Immunohistochemical data showed that TRPV1 and TRPV4 are expressed not only in the DRG neuronal cell bodies, but also expressed in central sensory nerve terminals at laminae I and II of the spinal dorsal horn (Fig. 5). In order to determine the role of TRPV4 expressed in the spinal cord, we studied the modulation of synaptic transmission by TRPV4 activation in DRG-DH neurons grown in culture. In DRG-DH co-cultures, synaptic connections are formed between DRG and DH neurons and synaptic currents can be recorded by voltage clamping the DH neurons. In a previous study from our lab has shown that TRPV1 activation increases mEPSC frequency without affecting the amplitude at the first sensory synapse 25. We have also reported that only DRG-DH co-cultures responded to capsaicin application by increasing the frequency of mEPSCs. In similar experimental conditions, application of capsaicin to DH-only cultures did not induce a response suggesting the expression of TRPV1 only at the sensory nerve terminals. Application of 4α-PDD (40 μM) increased the frequency of mEPSCs significantly (2.33 ± 0.39-fold, n = 5, P < 0.05, Fig. 6), while there was no change in the amplitude of mEPSCs, suggesting that TRPV4 activation causes enhanced glutamate release from the presynaptic terminals. To determine whether TRPV4-mediated increase in mEPSCs is modulated by PKC, the neurons were incubated with PDBu (1 μM). A confounding issue is that PDBu by itself has been shown to increase the mEPSC frequency by binding to a site, independent of phosphorylation 2537383940; therefore, first we quantitated PDBu-mediated increase in the frequency of mEPSCs. PDBu alone significantly increased the frequency (2.58 ± 0.25-fold, n = 3, P < 0.05, Fig. 6). However, application of 4α-PDD + PDBu synergistically increased the frequency of TRPV4-induced mEPSCs (7.51 ± 0.99-fold, n = 3, P < 0.05, Fig. 6). These results suggest that TRPV4 activation modulates synaptic transmission, which is further enhanced by activation of PKC.
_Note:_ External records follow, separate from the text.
Issue #9082, opened 2021-03-10
Allow GWT to detect desktop mode for both Qt and Electron


gtritchie:
During development we want GWT to detect both the existing QtWebEngine-based desktop app and the future Electron-based app.

gtritchie:
Implemented via https://github.com/rstudio/rstudio/pull/9085

astayleraz:
Verified in Version 1.5.104 I am still seeing the desktop variation of the UI. Closing issue.

PR #9085, opened 2021-03-10
make GWT detect both Electron and QtWebEngine desktop user agents

gtritchie:
### Intent

First non-prototype Electron commit!

During development of the Electron-based desktop, want the GWT code (i.e. the user interface) to detect and function with both the QtWebEngine-based desktop, and the Electron desktop.

Addresses #9082

### Approach

Detect desktop mode both via the QtWebEngine user agent and the Electron user agent.

### Automated Tests

N/A

### QA Notes

Test that the existing desktop app (Qt) still loads the desktop variation of the UI. Most obvious symptom is whether the main menu is displayed as part of the HTML (server) or the native menus are populated (desktop).

### Checklist

### DIFF
--- a/src/gwt/src/org/rstudio/studio/RStudio.gwt.xml
+++ b/src/gwt/src/org/rstudio/studio/RStudio.gwt.xml
@@ -4,9 +4,9 @@
 
    <!-- GWT module dependencies                                    -->
    <inherits name='com.google.gwt.user.User'/>
-   
+
    <inherits name='com.google.gwt.widgetideas.SliderBar'/>
-    
+
    <inherits name='com.sksamuel.gwt.GwtWebsockets'/>
 
    <!-- Gin module dependencies                                    -->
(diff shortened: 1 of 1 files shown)


src/gwt/src/org/rstudio/studio/RStudio.gwt.xml
```diff
@@ -26,8 +26,9 @@
       if (window.desktop)
          return "true";
 
-      // also true when run under QtWebEngine, which defers hook injection
-      return window.navigator.userAgent.indexOf("QtWebEngine") > 0 ? "true" : "false";
+      // also true when run under Electron or QtWebEngine, which defer hook injection
+      return ((window.navigator.userAgent.indexOf("Electron") > 0) ||
+              (window.navigator.userAgent.indexOf("QtWebEngine") > 0)) ? "true" : "false";
```
adamconroy, line 31: I believe we should change this to >= 0 just to be consistent with the return values of indexOf, 0 implies that the string starts with that value.

adamconroy (changes requested):

src/gwt/src/org/rstudio/studio/RStudio.gwt.xml
adamconroy: (if this is actually Javascript)

gtritchie: Per our discussion we'll just go with the existing pattern here.

PR #12615, opened 2023-01-23
Update versioning for hourly builds

zachhannum:
### Intent

This PR contains a number of updates to the versioning logic to allow us to explicitly mark builds as "hourly" builds to help distinguish them from "daily" builds.

image

### Approach

There are a number of changes that are a part of this PR outlined below.

#### Updates to `rstudio-version.sh`

I've updated `rstudio-version.sh` to use keyword arguments to make what is being passed in more explicit, while adding a new `--build-type` argument, which can be used to override the build type found in `version/BUILDTYPE` for versioning purposes.

#### Updates to `utils.groovy`

I've updated the `getVersion()` function in `utils.groovy` to take a `isHourly` parameter, which defaults to `false` to retain current functionality. When `isHourly` is set to `true`, it will pass in `--build-type=hourly` to generate a version string with `hourly` as the build type.

#### Updates to CMake

Previously we were reading the build type and setting `RSTUDIO_BUILD_TYPE` based on the `version/BUILDTYPE` file, which is used for retrieving versioning information from the `rsession` (shown in the "About Rstudio" dialog in the IDE). The `CMakeRelease.txt` file has been updated to check the `RSTUDIO_VERSION_SUFFIX` environment variable first to extract the build type from there, otherwise it falls back to reading from the `BUILDTYPE` file as before.

### Checklist


MariaSemple (approved):
LGTM!

melissa-barca (approved):
LGTM!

TRP channels are also expressed in certain regions of the CNS. TRPV1 and TRPV4 expression has been shown in the hippocampus 29414243. Rat embryonic cultured hippocampal neurons were used to study the modulation of synaptic transmission by activation of TRPV4. We have selectively voltage-clamped hippocampal pyramidal neurons identified by their morphology. Using whole-cell recordings, application of 4α-PDD (10 μM) induced an increase in the frequency of mEPSCs, which was not accompanied by a change in the amplitude. The frequency of mEPSCs was increased 2.40 ± 0.26-fold (n = 7, P < 0.05) following application of 4α-PDD (Fig. 7). As observed in DRG-DH cultures, application of 4α-PDD + PDBu synergistically potentiated TRPV4-mediated response (10.06 ± 1.91-fold, n = 7, P < 0.05, Fig. 7). These experiments suggest that TRPV4 activation exerts an effect presynaptically and modulates synaptic transmission. Intriguingly, application of capsaicin (1 μM) in voltage-clamped cultured hippocampal pyramidal neurons neither changed the frequency (1.11 ± 0.10-fold, n = 6) nor the amplitude of mEPSCs. Although TRPV1 expression has been shown in the hippocampus 4142, the function has not been studied extensively. Recently, a form of long term depression (LTD) has been attributed to activation of TRPV1 in the hippocampus 29.